REQUIREMENT —
Write out every line from the listing below where the string "with" is found.

EXTRACTED ENTRIES —
===
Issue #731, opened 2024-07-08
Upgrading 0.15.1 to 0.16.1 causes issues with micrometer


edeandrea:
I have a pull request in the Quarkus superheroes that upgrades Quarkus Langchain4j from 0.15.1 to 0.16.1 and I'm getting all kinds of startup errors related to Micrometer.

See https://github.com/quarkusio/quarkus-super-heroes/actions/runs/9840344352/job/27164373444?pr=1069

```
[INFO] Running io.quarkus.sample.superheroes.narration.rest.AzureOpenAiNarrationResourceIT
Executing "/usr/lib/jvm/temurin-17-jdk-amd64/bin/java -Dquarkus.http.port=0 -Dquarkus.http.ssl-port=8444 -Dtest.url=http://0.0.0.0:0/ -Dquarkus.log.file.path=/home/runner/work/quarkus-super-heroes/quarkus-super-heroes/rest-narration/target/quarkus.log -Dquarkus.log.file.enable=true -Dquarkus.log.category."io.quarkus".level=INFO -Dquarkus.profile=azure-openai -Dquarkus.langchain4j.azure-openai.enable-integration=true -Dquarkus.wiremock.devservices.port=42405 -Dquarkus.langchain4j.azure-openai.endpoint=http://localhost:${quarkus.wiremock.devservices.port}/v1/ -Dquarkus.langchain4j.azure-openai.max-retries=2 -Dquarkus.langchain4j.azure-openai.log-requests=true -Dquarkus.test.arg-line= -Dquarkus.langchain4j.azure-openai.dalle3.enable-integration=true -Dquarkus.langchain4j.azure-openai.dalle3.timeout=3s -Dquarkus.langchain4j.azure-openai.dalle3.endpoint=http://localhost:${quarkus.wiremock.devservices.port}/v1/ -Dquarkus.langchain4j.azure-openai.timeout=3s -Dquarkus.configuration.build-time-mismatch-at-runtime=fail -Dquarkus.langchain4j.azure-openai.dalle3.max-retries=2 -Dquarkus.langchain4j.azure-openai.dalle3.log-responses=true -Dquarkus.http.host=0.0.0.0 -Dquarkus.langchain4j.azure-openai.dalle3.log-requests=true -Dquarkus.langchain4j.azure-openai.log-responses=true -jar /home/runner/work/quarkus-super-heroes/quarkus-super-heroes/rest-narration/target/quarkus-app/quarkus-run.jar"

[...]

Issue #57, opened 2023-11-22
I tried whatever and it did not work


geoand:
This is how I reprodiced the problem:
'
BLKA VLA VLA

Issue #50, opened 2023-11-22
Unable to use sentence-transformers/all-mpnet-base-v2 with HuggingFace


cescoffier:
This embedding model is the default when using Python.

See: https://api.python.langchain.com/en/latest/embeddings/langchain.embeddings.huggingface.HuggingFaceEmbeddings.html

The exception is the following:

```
===
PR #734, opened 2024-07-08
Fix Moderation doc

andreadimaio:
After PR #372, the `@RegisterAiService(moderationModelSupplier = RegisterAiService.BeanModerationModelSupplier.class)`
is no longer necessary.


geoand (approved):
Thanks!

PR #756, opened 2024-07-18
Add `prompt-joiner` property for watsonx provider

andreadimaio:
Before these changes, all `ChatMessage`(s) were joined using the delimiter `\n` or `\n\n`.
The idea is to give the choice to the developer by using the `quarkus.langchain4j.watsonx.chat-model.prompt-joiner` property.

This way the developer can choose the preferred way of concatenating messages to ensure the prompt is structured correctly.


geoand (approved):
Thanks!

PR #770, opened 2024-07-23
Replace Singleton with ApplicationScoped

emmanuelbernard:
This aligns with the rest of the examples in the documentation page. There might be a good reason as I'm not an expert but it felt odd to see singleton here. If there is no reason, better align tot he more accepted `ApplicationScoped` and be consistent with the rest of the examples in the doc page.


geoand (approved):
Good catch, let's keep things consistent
===
SOLUTION TO THIS TASK —
Upgrading 0.15.1 to 0.16.1 causes issues with micrometer
Unable to use sentence-transformers/all-mpnet-base-v2 with HuggingFace
Replace Singleton with ApplicationScoped
This aligns with the rest of the examples in the documentation page. There might be a good reason as I'm not an expert but it felt odd to see singleton here. If there is no reason, better align tot he more accepted `ApplicationScoped` and be consistent with the rest of the examples in the doc page.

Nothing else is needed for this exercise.